Journal of Microwave Power and Electromagnetic Energy
- Discipline: Microwave technology
- Language: English
- Edited by: Juan Antonio Aguilar-Garib

Publication details
- Former name: Journal of Microwave Power (1966-1985)
- History: 1966-present
- Publisher: International Microwave Power Institute; Taylor & Francis;
- Frequency: Yearly
- Impact factor: 0.9 (2023)

Standard abbreviations
- ISO 4: J. Microw. Power Electromagn. Energy

Indexing
- CODEN: JLMPAB
- ISSN: 0832-7823
- LCCN: 2016201204
- OCLC no.: 1322869699

Links
- Journal homepage; Online access;

= Journal of Microwave Power and Electromagnetic Energy =

The Journal of Microwave Power and Electromagnetic Energy is a quarterly peer-reviewed scientific journal covering industrial, medical, and scientific applications of electromagnetic and microwaves from 0.1 to 100 GHz, including topics such as food processing, instrumentation, polymer technologies, microwave chemistry and systems design.
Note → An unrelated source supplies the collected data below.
PR #560, opened 2022-02-08
Updating release docs to include extra checks

Albertoimpl:
And to add how to recover from some common problems

### DIFF
--- a/RELEASING.adoc
+++ b/RELEASING.adoc
@@ -116,7 +116,7 @@ Downloading org/springframework/cloud/spring-cloud-app-broker-security-credhub/1
 Downloading org/springframework/cloud/spring-cloud-app-broker-security-credhub/1.4.0 from libs-staging-local
 ----
 
-We can go and manually verify that it contains the right values.
+We can go and manually verify that it contains the right values by, for example, downloading the `.pom` file in https://repo.spring.io/ui/builds/spring-cloud-app-broker?buildRepo=artifactory-build-info
 
 Once we are happy with the staged release, we can go and promote that build to be released by manually executing the `promote-release` job.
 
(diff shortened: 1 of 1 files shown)


RELEASING.adoc
```diff
@@ -134,7 +134,22 @@ The task output should be something similar to:
...
-Now, we should be able to find the commits bumping the versions, that we should manually merge in order to maintain a linear history https://github.com/spring-cloud/spring-cloud-app-broker/commit/e24b81505b79b59b1cff0206d8166227a7353400
+We can check that it worked in https://repo.spring.io/ui/artifactSearchResults?name=spring-cloud-app-broker&type=artifacts
+
+Now, we should be able to find the commits bumping the versions, that we should manually merge in order to maintain a linear history https://github.com/spring-cloud/spring-cloud-app-broker/commits/spring-builds/staging
+
+It can be done by creating a Pull Request cherry-picking the two commits in order:
+
+----
+git checkout -b next-release-version
+git cherry-pick 1c9e0b9709674674f51618865c0057b18e77f754
```
spikymonkey, line 145: Is this necessary or can we just create a pull request directly from the `staging` branch?

spikymonkey (commented):
Thanks for taking the time to improve this :)

RELEASING.adoc
Albertoimpl: Didn't try that option, to be honest. I always try to use the CLI and this should be equivalent if I am not mistaken.

spikymonkey: I think it's equivalent yes, but what do we gain by doing it when we still have to create a PR anyway? The way I'm thinking is, can we remove potential for human error by not having to copy/paste SHAs?

Albertoimpl: Sure. Just updated it. Thanks!

spikymonkey (approved):

PR #1, opened 2016-10-18
Utillity for working with Base64 in JSON

NegativeMjark:


base64.go
```diff
@@ -0,0 +1,30 @@
...
+	return json.Marshal(base64.RawStdEncoding.EncodeToString(b64))
+}
+
+// UnmarshalJSON decodes a JSON string and then decodes the resulting base64.
+func (b64 *Base64String) UnmarshalJSON(raw []byte) (err error) {
+	// We could add a fast path that used base64.RawStdEncoding.Decode
+	// directly on the raw JSON if the JSON didn't contain any escapes.
+	var str string
+	err = json.Unmarshal(raw, &str)
+	if err != nil {
```
Kegsay: Nit: Can in-line this.

base64.go
```diff
@@ -0,0 +1,29 @@
...
+// MarshalJSON encodes the bytes as base64 and then encodes the base64 as a JSON string.
+func (b64 Base64String) MarshalJSON() ([]byte, error) {
+	// This could be made more efficient by using base64.RawStdEncoding.Encode
+	// to write the base64 directly to the JSON. We don't need to JSON escape
+	// any of the characters used in base64.
+	return json.Marshal(base64.RawStdEncoding.EncodeToString(b64))
+}
+
+// UnmarshalJSON decodes a JSON string and then decodes the resulting base64.
+func (b64 *Base64String) UnmarshalJSON(raw []byte) (err error) {
```
Kegsay: Here you're using a pointer receiver but `MarshalJSON` uses a value receiver. Intentional?

Kegsay: c.f - https://golang.org/doc/faq#methods_on_values_or_pointers

> Next is consistency. If some of the methods of the type must have pointer receivers, the rest should too, so the method set is consistent regardless of how the type is used.

Kegsay:
LGTM

PR #2, opened 2016-10-18
Add function for looking up matrix servers in DNS

NegativeMjark:


resolve.go
```diff
@@ -0,0 +1,108 @@
...
+	SRVError   *DNSError             // If there was an error getting the SRV records.
+	Hosts      map[string]HostResult // The results of looking up the SRV record targets.
+	Addrs      []string              // List of "<ip>:<port>" strings that the server is listening on.
+}
+
+// A DNSError describes an error that occured when trying to lookup a matrix server in DNS.
+type DNSError struct {
+	Error     string // The string decription of the error.
+	Temporary bool   // Whether the error is temporary.
+	Timeout   bool   // Whether the error was a timeout.
```
Kegsay: I feel that we are being misleading here by using `bool` and not `*bool`. If the error isn't a `net.Error` then both `Temporary` and `Timeout` will be `false`, which feels wrong. I feel like we should say "we dunno" rather than mislead the caller like this.

resolve.go
```diff
@@ -0,0 +1,108 @@
...
+	result.Error = err.Error()
+	if neterr, ok := err.(net.Error); ok {
+		result.Temporary = neterr.Temporary()
+		result.Timeout = neterr.Timeout()
+	}
+	return
+}
+
+// LookupServer looks up a matrix server in DNS.
+func LookupServer(serverName string) (result DNSResult, err error) {
```
Kegsay: A 60 line function is waaaaay longer than I'd like if you're using named return args. Please, think of my sanity!

resolve.go
```diff
@@ -0,0 +1,108 @@
...
+
+		if err != nil {
+			if dnserr, ok := err.(*net.DNSError); ok {
+				if dnserr.Timeout() {
+					return
+				}
+				hosts[serverName] = []net.SRV{net.SRV{
+					Target: serverName,
+					Port:   8448,
+				}}
```
Kegsay: A comment explaining that we can recover by assuming the default Matrix port of 8448 would be great.

Kegsay: Also, won't this be completely ruined by the fact that `err` is non-nil at this point? So:
```go
_, err := LookupServer("matrix.org"); err != nil {
  // will execute
}
```

resolve.go
```diff
@@ -0,0 +1,108 @@
...
+		addrs, err := net.LookupHost(cname)
+		result.Hosts[host] = HostResult{
+			CName: cname,
+			Addrs: addrs,
+			Error: dnsError(err),
+		}
+		for _, record := range records {
+			for _, addr := range addrs {
+				ipPort := net.JoinHostPort(addr, strconv.Itoa(int(record.Port)))
+				result.Addrs = append(result.Addrs, ipPort)
```
Kegsay: Is it really more useful to have addresses as `matrix.org:8448` and not split out into host + port fields? I genuinely don't know how this API will be consumed, hence asking.

resolve.go
NegativeMjark: Fixed 7adbd0a

resolve.go
NegativeMjark: Fixed 7adbd0a

resolve.go
```diff
@@ -0,0 +1,108 @@
...
+// A DNSResult is the result of looking up a matrix server in DNS.
+type DNSResult struct {
+	SRVCName   string                // The canonical name for the SRV record in DNS
+	SRVRecords []*net.SRV            // List of SRV record for the matrix server.
+	SRVError   *DNSError             // If there was an error getting the SRV records.
+	Hosts      map[string]HostResult // The results of looking up the SRV record targets.
+	Addrs      []string              // List of "<ip>:<port>" strings that the server is listening on.
+}
+
+// A DNSError describes an error that occured when trying to lookup a matrix server in DNS.
```
NegativeMjark: Fixed 7adbd0a

NegativeMjark:
@Kegsay I've removed the DNSError object, and pass the raw network error instead.

If the client wants to inspect it then it can cast the error to a net.Error itself.

Kegsay:
LGTM

PR #3, opened 2016-10-18
Add utility functions for encoding canonical JSON

NegativeMjark:


json.go
```diff
@@ -0,0 +1,186 @@
...
+import (
+	"encoding/binary"
+	"encoding/json"
+	"sort"
+	"unicode/utf8"
+)
+
+// CanonicalJSON re-encodes the JSON in a cannonical encoding. The encoding is
+// the shortest possible encoding using integer values with sorted object keys.
+func CanonicalJSON(input []byte) ([]byte, error) {
```
Kegsay: Do we have a spec for this? Can you link to it in the comments please? E.g. http://matrix.org/docs/spec/server_server/unstable.html#canonical-json ?

json.go
```diff
@@ -0,0 +1,186 @@
...
+		firstChar = input[i]
+		i++
+	}
+	if firstChar == '[' {
+		return sortJSONArray(input, output)
+	}
+	if firstChar == '{' {
+		return sortJSONObject(input, output)
+	}
+	return append(output, input...), nil
```
Kegsay: You should make it clear in the docs that if you don't give `SortJSON` valid JSON it will just spit back the input you gave *rather than return an error*.

Kegsay: I suspect you're doing this so you can recursively call this?

json.go
```diff
@@ -0,0 +1,186 @@
...
+	sep := byte('[')
+	for _, value := range array {
+		output = append(output, sep)
+		sep = ','
+		if output, err = SortJSON(value, output); err != nil {
+			return nil, err
+		}
+	}
+	if sep == '[' {
+		output = append(output, '[', ']')
```
Kegsay: Gnarly. An inline comment to explain why you need to do this would be good.

json_test.go
```diff
@@ -0,0 +1,75 @@
...
+	if err != nil {
+		t.Error(err)
+	}
+	if string(got) != want {
+		t.Errorf("CompactJSON(%q): want %q got %q", input, want, got)
+	}
+}
+
+func TestSortJSON(t *testing.T) {
+	testSortJSON(t, `[{"b":"two","a":1}]`, `[{"a":1,"b":"two"}]`)
```
Kegsay: Cheeky tests to avoid having to check for spaces, since your sort is also removing whitespace. Mentioning that somewhere (like the `SortJSON` docs...) would be nice.

json.go
```diff
@@ -0,0 +1,186 @@
...
+				if c == '"' {
+					break
+				}
+			}
+		}
+	}
+	return output
+}
+
+func compactUnicodeEscape(input, output []byte, index int) ([]byte, int) {
```
Kegsay: Not a single comment exists in this function, do you *really* think that's appropriate?

json.go
```diff
@@ -0,0 +1,186 @@
...
+		var buffer [4]byte
+		n := utf8.EncodeRune(buffer[:], rune(codepoint))
+		output = append(output, buffer[:n]...)
+	}
+	return output, index
+}
+
+func readHexDigits(input []byte) uint32 {
+	hex := binary.BigEndian.Uint32(input)
+	// substract '0'
```
Kegsay: `substract`

Kegsay:
Much much better, thank you! The only outstanding problem I see now is the fact that `SortJSON` is misleading. That function will also partly compact the input bytes because we skip over whitespace. This should be mentioned in the docs given it is a public function and that there exists a specific `CompactJSON` which makes the caller think that *that* is the thing which strips whitespace. 

LGTM

PR #4, opened 2016-10-19
Add functions for adding and verifying JSON signatures

NegativeMjark:


signing.go
```diff
@@ -0,0 +1,105 @@
...
+
+import (
+	"encoding/json"
+	"fmt"
+	"golang.org/x/crypto/ed25519"
+)
+
+// SignJSON signs a JSON object returning a copy signed with the given key.
+// https://matrix.org/docs/spec/server_server/unstable.html#signing-json
+func SignJSON(entityName, keyID string, privateKey ed25519.PrivateKey, message []byte) ([]byte, error) {
```
Kegsay: Please stick to the same terminology for variable names as is used in the spec. That is:
 - `s/keyID/signingKeyID/`
 - `s/entityName/signingName/`

signing_test.go
```diff
@@ -0,0 +1,77 @@
...
+	}
+}
+
+type MyMessage struct {
+	Unsigned   *json.RawMessage `json:"unsigned"`
+	Content    *json.RawMessage `json:"content"`
+	Signatures *json.RawMessage `json:"signature,omitempty"`
+}
+
+func TestSignJSONWithUnsigned(t *testing.T) {
```
Kegsay: I would like to see some `TestVerifyJSON` tests which is expected to fail due to:
 - No signatures
 - No signature for key ID
 - Nonsense signature

Given at present your tests will succeed if:
```go
func VerifyJSON(entityName, keyID string, publicKey ed25519.PublicKey, message []byte) error {
  return nil
}
```

signing_test.go
```diff
@@ -0,0 +1,77 @@
...
+	if err != nil {
+		t.Fatal(err)
+	}
+
+	signed, err := SignJSON(entityName, keyID, privateKey, input)
+	if err != nil {
+		t.Fatal(err)
+	}
+
+	err = VerifyJSON(entityName, keyID, publicKey, signed)
```
Kegsay: At the moment you're only really testing that stuff *you* sign will pass your verification process. It isn't testing that the signed JSON is anything other people can understand. Leo made some examples in [the appendices of the spec](https://matrix.org/docs/spec/appendices.html) - It would be nice if you could write a test which used that data and referenced it.

signing_test.go
Kegsay: Looking at his examples, it looks like your sign/verify process will fail for redactable content (which *isn't* signed?).

signing.go
```diff
@@ -0,0 +1,105 @@
...
+	var object map[string]*json.RawMessage
+	var signatures map[string]map[string]Base64String
+	if err := json.Unmarshal(message, &object); err != nil {
```
NegativeMjark: Yes we are mostly signing ``structs``. But turning a struct into ``map[string]*json.RawMessage`` is a faff, and leaks implementation details of the JSON signing into the rest of the code.

```
bytes1, err := json.Marshal(&mystruct.field1)
bytes2, err := json.Marshal(&mystruct.field2)
signed, err := SignJSON(...,map[string]*json.RawMessage{"field1": bytes1, "field2": bytes2})
```
vs
```
bytes, err := json.Marshal(&mystruct)
signed, err := SignJSON(...,bytes)
```

signing.go
NegativeMjark: Fixed 681967c

NegativeMjark: Note that it is ``key_id`` in the spec.

signing_test.go
NegativeMjark: Fixed 	d97e4b6

signing_test.go
NegativeMjark: Done 0e9a965

NegativeMjark:
I think I'm done. @Kegsay PTAL.

signing.go
Kegsay: Okay, I don't really care either way - if you think this form is more helpful to the caller I'm happy with that :smile:

Kegsay:
LGTM!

The journal is published jointly by the International Microwave Power Institute and Taylor & Francis. Its editor-in-chief is Juan Antonio Aguilar-Garib (Autonomous University of Nuevo León).

==Abstracting and indexing==
The journal is abstracted and indexed in:

- Current Contents/Engineering, Computing & Technology
- EBSCO databases
- Ei Compendex
- Food Science and Technology Abstracts
- Science Citation Index Expanded
- Scopus

According to the Journal Citation Reports, the journal has a 2023 impact factor of 0.9.